Why TRAPPIST-1 still matters for the search for life
TRAPPIST-1 remains one of the most compelling nearby laboratories for studying planetary diversity around red dwarfs. Its seven planets are all roughly terrestrial in scale, and their compact architecture makes repeated observations comparatively efficient. The innermost worlds were expected to be the toughest environments, but the system’s more temperate planets still attract attention because they orbit in a region where liquid water could in principle exist under the right atmospheric conditions.
That is why the new maps matter beyond TRAPPIST-1b and 1c themselves. Red dwarf stars dominate the stellar population of the galaxy. If planets around them commonly lose their atmospheres when they orbit too close, that helps define where scientists should look next and what signatures they should prioritize. The result also demonstrates Webb’s ability to move from merely detecting planets to characterizing their climates directly, even when those planets are small and rocky.
Temperature mapping of Earth-sized exoplanets had long been an aspirational goal because the signal is faint and the measurements demand extraordinary stability. Webb’s infrared sensitivity is now making that kind of analysis possible. In this case, the telescope was able to track both planets through full orbital cycles and extract thermal differences large enough to diagnose their atmospheric state. That is a major methodological step for the field, even if the specific planets studied turned out to be hostile.

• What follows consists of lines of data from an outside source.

PR #650, opened 2023-05-15
common.mk: Remove deprecated legacy toolchains

gagachang:
The legacy toolchain support is added in commit:
92582b5 ("Support legacy compiler")
However, it is removed later in commit:
6a0fc2b ("toolchain: Remove legacy toolchains")

Since legacy toolchain is removed, we also remove unnecessary variables in common.mk.


jenswi-linaro:
@jforissier, @jbech-linaro, it should be OK to remove the legacy toolchain now, right?

jenswi-linaro:

jbech-linaro:
Yes, agree, this should be OK, thanks!

PR #651, opened 2023-05-16
toolchain.mk: Check whether the file exists when making file links

gagachang:
Not all toolchains have *-none-linux* format executables. If no file matches that pattern, the error occurs when the next "ln" command is executed. Fix it by checking whether any file name matches the pattern or not before executing "ln" command.


toolchain.mk
```diff
@@ -19,7 +19,11 @@ define dltc
 		tar xf $(TOOLCHAIN_ROOT)/$(3).tar.xz -C $(1) --strip-components=1 || \
 			{ rm $(TOOLCHAIN_ROOT)/$(3).tar.xz; echo Downloaded file is damaged; \
 			cd $(TOOLCHAIN_ROOT) && rm -rf $(1); exit 1; }; \
-		(cd $(1)/bin && for f in *-none-linux*; do ln -s $$f $${f//-none} ; done;) \
+		(cd $(1)/bin && for f in *-none-linux*; do \
+			if [ -e $$f ]; then \
+				ln -s $$f $${f//-none}; \
+			fi; \
+		done;) \
```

A milestone built on a harsh answer
There is a tendency in exoplanet coverage to treat every new measurement as a referendum on habitability. The more important lesson from these observations is subtler. Habitability is not the only scientific prize. Knowing that TRAPPIST-1b and 1c are likely airless, tidally locked rocky worlds tells researchers something concrete about atmospheric survival, planetary evolution, and the environmental limits of worlds around small stars.

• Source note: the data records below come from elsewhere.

PR #653, opened 2023-06-08
rpi3: create a bootable image

jbech-linaro:
At [1] we temporarily fixed the issue with the stripped header from the kernel image. There we also suggested to make a future change making it possible to just simply 'dd' an image to the SD-card.

This change introduces a bash script that generates a rootfs partition and a boot partition. The rootfs partition will contain the root filesystem as created by Buildroot, while the boot partition will contain the firmware files placed in a temporary folder, that will be used to created the boot partition. To create the boot partition, we leverage the 'genimage' tool, hence we enable and build that as host tool in Buildroot.

The change removes the need to manually create, mount partitions and copy files to them. With this, it is sufficient to simply 'dd' the generated image to the SD-card. The 'make img-help' target has been kept, but now it's basically just a 'dd' line instead. People can also use other tools to write the image to a SD-card, such as Balena Etcher and similar tools.

Link: [1] https://github.com/OP-TEE/build/pull/643

Tested-by: Joakim Bech <joakim.bech@linaro.org>

### DIFF
--- a/rpi3.mk
+++ b/rpi3.mk
@@ -22,13 +22,18 @@ BR2_PACKAGE_OPENSSH ?= y
 BR2_PACKAGE_OPENSSH_SERVER ?= y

It also sharpens the agenda for future observations. If the inner planets are effectively stripped down to rock, the next question becomes how conditions change farther out in the same system. Do cooler TRAPPIST-1 planets retain atmospheres more successfully? Can Webb or future observatories detect gases on those worlds? How common is this pattern across other red-dwarf systems?
For now, TRAPPIST-1b and 1c stand as two of the clearest examples yet of what a tidally locked terrestrial planet can look like when there is no atmospheric buffer between eternal day and endless night. The science is impressive precisely because the answer is so unforgiving. Webb did not reveal hidden clement conditions on these worlds. It revealed their exposed surfaces, their thermal extremes, and a new level of precision in humanity’s attempt to read the climates of planets orbiting distant suns.